Стояла ранняя весна. Было ещё прохладно, солнце едва отогрело промёрзшую землю, хотя после долгой зимы так радует первое тепло. Сестра Феодора возвращалась с обедни. Шагая по узенькой дорожке, она издали увидела темнеющую в дверях дома фигурку Серафимушки и кинулась к нему со всех ног. «И что это он так рано поднялся, вышел? Упал, наверное?» - мелькнула тревожная мысль.
- Батюшка, что с вами? - запыхавшись от бега, спросила Феодора. - Вам помочь?
Серафимушка стоял на коленях на проходе домика. Дверь была распахнута. Лучи солнца скользили по маленькой, сгорбленной, почти детской фигурке старика. Он поднял голову и улыбнулся Феодоре:
- Всё хорошо.
В глазах его стояли слёзы, и весь вид был до того трогательный и трепетный, что Феодора невольно смутилась. Захотелось юркнуть в дом - да не пройдёшь.
- Что мне делать, батюшка? - почему-то шёпотом спросила она, наклонившись к самому уху отца Серафима. Он потянул её за руку вниз:
- Становись и ты!
Отсюда, снизу, не было видно даже дорожки - старое рассохшееся дерево и заросли кустарника закрывали весь вид на монастырь. Был виден только маленький дворик - вытоптанная ногами тропинка, грязь, причудливо свернувшиеся комочки, былинки, прошлогодние почерневшие листья.

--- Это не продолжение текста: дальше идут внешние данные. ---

PR #16, opened 2021-08-31
Set generation

GuillaumeGen:
Bound sets should not be generated if they are useless.


VictorCMiraldo (approved):

GuillaumeGen:
Before this, `consIsRecursive` was both inspecting the arguments and the return type. But since the return type is always the one we are looking for, all constructors were considered as "recursive", which is not the expected behaviour.
If no constructor is "recursive", then no bounded set is generated (this part of the code was already here, but useless, since `consIsRecursive` was equivalent to `const True` ).

PR #20, opened 2021-09-01
Adding an option --ty-spz ALL and adding the specializer to the tests

GuillaumeGen:


src/Pirouette/Specializer.hs
```diff
@@ -6,9 +6,10 @@ module Pirouette.Specializer
...
 import Pirouette.Specializer.Basics
 
-allSpz :: String -> TypeSpecializer
-allSpz "Bool"   = boolSpz
-allSpz "List"   = listSpz
-allSpz "Unit"   = unitSpz
-allSpz "Tuple2" = tuple2Spz
-allSpz "Maybe"  = maybeSpz
\ No newline at end of file
+allSpz :: String -> Maybe TypeSpecializer
```
VictorCMiraldo, line 9: Thank you! I was about to send a similar patch!

src/Pirouette/Term/ToTla.hs
```diff
@@ -34,6 +34,7 @@ import           Control.Monad.Reader
 import           Control.Monad.Except
 import           Control.Monad.State
 import           Control.Arrow (first, second, (***))
+import           Control.Exception ( catch )
```
VictorCMiraldo, line 37: Is this really needed? you added the import but didn't use the imported function in the change to `mkTLATySpecializer`

```suggestion
```

VictorCMiraldo (approved):
ty

src/Pirouette/Term/ToTla.hs
GuillaumeGen: Yes, you are right, I added it and then changed my mind and did not use it. It should be suppressed.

Кое-где начинал проклёвываться свежая зелень. От земли поднимался лёгкий пар, будто она оживала.
- Я споткнулся о порожек и упал на колени. Видно, мало я Богу кланяюсь, мало за немощь мою благодарю. Смотрю - а тут такая красота, - откашлявшись, сказал Серафимушка и произнёс нараспев:
- Что за утро?
Господь мой раскрыл ладонь,
и полился огонь
света нежного.
Предо мной всё открыто:
небо, солнце, молитва
и земли красота,
и кротость Христа,
и бездонная любовь Божия…
Отец Серафим улыбнулся, стёр слезу, выдохнул:
- Когда оживает земля - это Господь улыбается,
Он чуть больше, чем обычно открывается.
И молиться хочется -
Сердце в небо просится.
Отец Серафим наклонился и поцеловал землю:
- Я край ризы Твоей чёрной поглажу,
Золотым сиянием подпояшусь,
Синевой небесной печаль залью.
Я иду. Я живу. Я пою...
- Как эта травинка из-под земли, так и душа моя только сейчас из темноты в Бога прорастает, - помолчав, произнёс Серафимушка.

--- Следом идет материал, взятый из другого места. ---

PR #24, opened 2021-09-02
Refactor and reorganize the handling of even-odd mutual recursion

VictorCMiraldo:
Currently, pirouette can only handle even-odd mutual recursion. The previous sorting and organization of term dependencies grew a little too complex from many organic modifications. I decided it was time to refactor and re-organize some of that.

The previous `processDecls` function has been split in multiple parts:

1. `sortDeps` is now at `Pirtla.Monad` ([here](https://github.com/tweag/pirouette/pull/24/files#diff-f916a708ed6174a1233f4bd8eda2056f01c9fedd5dc9fe735b5aa28bb0909b90R181))
2. resolving the mutual recursion within dependency classes is now in a new module, `Pirtla.Transformations`
3. The term transformations that we want to apply to the definitions required by the transition function will be applied separately from resolving mutual dependencies


VictorCMiraldo:
There's something else off too!

This is the resulting `AddSignature` action from the multisig contract:
```tla
ActionAddSignature(pk1110) ==
  /\ st.cons = "State1"
  /\ LET ds1101 ==
           st.arg0 
         ds1102 ==
           st.arg1
      IN /\ ds1101.cons = "CollectingSignatures"
         /\ LET pmt1107 ==
                  ds1101.arg0 
                pks1108 ==
                  ds1101.arg1
             IN /\ Bool_match(Params_match(param,
                                           LAMBDA sigs957,ds958 : foldr0
                                                                  (LAMBDA a,
                                                                          b : Bool_match
                                                                              (IF pk1110 = a
                                                                               THEN True
                                                                               ELSE False,
                                                                               True,
                                                                               b),
                                                                   False,
                                                                   sigs957)),
                              Bool_match(foldr0(LAMBDA a,b : Bool_match
                                                             (IF a = pk1110
                                                              THEN True
                                                              ELSE False,
                                                              True,
                                                              b),
                                                False,
                                                pks1108),
                                         False,
                                         True),
                              False)
                /\ LET res ==
                         Tuple21(TxConstraints1(Cons(MustBeSignedBy(Unit1), \* <--- HERE! Should be pk1110 not Unit1 !! 
                                                     Nil),
                                                Nil,
                                                Nil),
                                 State1(CollectingSignatures(pmt1107,
                                                             Cons(pk1110,
                                                                  pks1108)),
                                        ds1102))
                    IN st' = res[2] /\ txConstr' = res[1] 
```

GuillaumeGen (approved):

- Батюшка, - наконец решившись прервать его растроганную речь, заговорила Феодора. - Холодно вам здесь, весь дрожите. Пойдёмте, я вас уложу, согрею, а дверь прикрою, чтобы тепло не выходило.
- Глупая, ты, дылдушка, ничего не понимаешь! - вздохнул старик.
- Куда уж мне!- улыбнулась Феодора.
- На утрене вроде была, песнопения ангельские слушала. Здорова девка, а глупа.
- Я понимаю, батюшка, я всё понимаю. Мы же с Вами на коленочках перед солнцем стояли. Да только Вы для меня как солнце. Пойдёмте, ведь заболеете!
Она взяла старика под руки и помогла ему подняться.
- Ну, пойдём, пойдём! Бережёшь меня, значит, нужен я тебе, старый да дрожащий! - усмехнулся Серафимушка. - Ну, веди! Веди меня в свои царские хоромы! Только не сердись! Ты на меня не будешь сердиться? – спросил он своим обычным полушутливым тоном и нарочито грозно сдвинул брови.
- Нет, батюшка, не буду, - улыбнулась Феодора.
- То-то! На стариков грешно сердиться.